Geschäft & Markt 🇨🇳 31.07.2026 06:01

China: Rechennetzausbau im 15. Fünfjahresplan zieht 4 Billionen Yuan Direktinvestitionen an; Südkorea investiert 20 Billionen Won in KI und Rechenzentren

In China wird prognostiziert, dass der Aufbau des Rechennetzes im Zeitraum des 15. Fünfjahresplans (2026-2030) 4 Billionen Yuan an Direktinvestitionen anziehen wird, was Chancen für privates Kapital schafft. Südkorea plant, 20 Billionen Won (13,9 Milliarden US-Dollar) in ein strategisches Investitionskonto zu lenken, um in Künstliche Intelligenz, Rechenzentren und Infrastruktur zu investieren und globales Kapital anzuziehen.
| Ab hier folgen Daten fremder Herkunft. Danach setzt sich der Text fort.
Issue #7075, opened 2023-05-31
[Navigation Logo] Add `heading-level` Property


macandcheese:
### Description

The `heading` text in Navigation Logo should be able to optionally render as a heading level, via a `headingLevel` property. This should not affect the visual display of the component, only the internally rendered component.

### Acceptance Criteria

This should match other instances of this `headingLevel` property, such as in Panel: https://developers.arcgis.com/calcite-design-system/components/panel/#api-reference-properties-headingLevel

### Which Component

Navigation Logo

### Example Use Case

A user may want the rendered heading to render as a semantic heading level.

### Priority impact

p4 - not time sensitive

### Esri team

Calcite (design)

DitwanP:
🍡 Verified on `main`

PR #9054, opened 2024-04-03
feat(navigation-logo): add heading level

josercarcamo:
**Related Issue:** #7075 

## Summary
Added the "headingLevel" property to navigation-logo, similar to Panel.


packages/calcite-components/src/components/navigation-logo/navigation-logo.tsx
```diff
@@ -107,34 +113,45 @@ export class CalciteNavigationLogo implements LoadableComponent {
     return <calcite-icon class={CSS.icon} flipRtl={this.iconFlipRtl} icon={this.icon} scale="l" />;
   }
 
+  renderHeaderContent(): VNode {
+    const { heading, headingLevel, description } = this;
+    const headingNode = heading ? (
+      <Heading class={CSS.heading} level={headingLevel}>
+        <span
+          aria-label={this.heading}
```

Ein Vertreter der Nationalen Kommission für Entwicklung und Reformen Chinas, Jiang Yi, hat bekannt gegeben, dass der Bau des Rechennetzwerks im Zeitraum des 15. Fünfjahresplans Schätzungen zufolge direkte Investitionen in Höhe von 4 Billionen Yuan bringen wird, wobei der Hauptteil auf Unternehmensinvestitionen entfallen wird, was enorme Möglichkeiten für privates Kapital schafft. Es ist geplant, die Planung und Bereitstellung von Ressourcen zu verbessern, um ein günstiges Umfeld zu schaffen. In der Zwischenzeit hat die südkoreanische Regierung Pläne angekündigt, 20 Billionen Won (13,9 Milliarden US-Dollar) in ein strategisches Anlagekonto zu investieren, das bei der Korea Investment Corporation eingerichtet wird, für Investitionen in Künstliche Intelligenz, Rechenzentren und Infrastruktur. Die Mittel werden von staatlichen Banken und anderen staatlichen Einrichtungen bereitgestellt. Südkorea strebt an, globales Kapital von Staatsfonds und Vermögensverwaltern anzuziehen, indem es als Ankerinvestor auftritt. Das neue Konto wird das Recht erhalten, in inländische Vermögenswerte zu investieren und damit seinen Anlagebereich zu erweitern.